HIV-Positive Teenager in Remission for 12 Years
Wednesday, 22 July, 2015
Some great news has emerged from the 2015 International Aids Society Conference in Canada this week, with a French teenager who was born with HIV having been in remission for 12 years - the longest on record for a person in her age group.
The female patient was treated with antiretroviral medication until six weeks of age, and at three months was treated with a combination of four HIV drugs for long-term infection control. At the age of six her parents stopped giving her the medications (reports are unsure as to why), and HIV-negative blood tests were returned a year later, prompting her doctors’ decision to trial the non-drug plan of care.
Twelve years later, she is still in remission and researchers are looking to pursue the emerging evidence that treatment of HIV early in their infection stage, or for those born with HIV: early in life.

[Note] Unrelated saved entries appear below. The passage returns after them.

PR #142, opened 2017-12-03
Update installation to keep a link to libgfortran.so on deps/

abelsiqueira:
Related to https://github.com/abelsiqueira/linux-cutest/issues/11

### DIFF
--- a/src/CUTEst.jl
+++ b/src/CUTEst.jl
@@ -23,6 +23,7 @@ const automat = "AUTOMAT.d";
 const funit   = convert(Int32, 42);
 @static is_apple() ? (const linker = "gfortran") : (const linker = "ld")
 @static is_apple() ? (const sh_flags = ["-dynamiclib", "-undefined", "dynamic_lookup"]) : (const sh_flags = ["-shared"]);
+@static is_apple() ? (const libgfortran = []) : (const libgfortran = ["../../usr/lib/libgfortran.so"])
 
 type CUTEstException <: Exception
   info :: Int32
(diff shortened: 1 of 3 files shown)


abelsiqueira:
@dpo Does this work for your server?

dpo:
I can't try now as I'm traveling. I'll have to do it in a few days. If it works on TravisCI, then it should be ok. However, shouldn't we use an absolute path instead of `../../` in the location of `libgfortran.so`? Something like `joinpath(dirname(@__FILE__), "..", "usr", "lib", "libgfortran.so")`?!

src/CUTEst.jl
```diff
@@ -23,6 +23,7 @@ const automat = "AUTOMAT.d";
 const funit   = convert(Int32, 42);
 @static is_apple() ? (const linker = "gfortran") : (const linker = "ld")
 @static is_apple() ? (const sh_flags = ["-dynamiclib", "-undefined", "dynamic_lookup"]) : (const sh_flags = ["-shared"]);
+@static is_apple() ? (const libgfortran = []) : (const libgfortran = [joinpath(@__DIR__, "..", "deps", "usr", "lib", "libgfortran.so")])
```
dpo: I was testing this and got distracted by #144. Is the `.so` intentional here, or should it be `$(Libdl.dlext)`?

abelsiqueira: Intentional, because it's specific for Linux, and also because a .so is created by linux-cutest.

dpo:
Thanks.

PR #143, opened 2017-12-21
Documentation fix

abelsiqueira:
Documentation was not being generated due to changes on Documenter.jl and version change. Should work after this.


dpo:
Thank you!

PR #144, opened 2017-12-29
catch brew upgrade error

dpo:
`brew upgrade` returns an error if the latest version of a formula is already installed. `Pkg.build("CUTEst")` fails if we don't catch that error.


abelsiqueira:
Thanks.

Issue #120, opened 2017-03-07
Create select that returns a generator expression


abelsiqueira:
Equivalent to
`(CUTEstModel(p) for p in CUTEst.select(...))`

PR #146, opened 2018-01-02
Return Array{String} from select

anriseth:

"This case is clearly additional evidence of the powerful benefit of starting treatment as soon as possible," Nobel Prize-winning HIV researcher Francoise Barre-Sinoussi told Nature.
"What the field needs to do next to confirm this is real is to interrupt therapy in a controlled manner in a large number of individuals and see what happens," says Steve Deeks, professor of medicine at the University of California, San Francisco. His proposed trial of more than 100 HIV patients will monitor patients closely after their treatment ends, and put them back on medication at the first sign of the virus rebounding. The earliest results are expected by 2018.
This comes after confirmation in July from the World Health Organisation that Cuba has become the first country in the world to end mother-to-child transmission of HIV.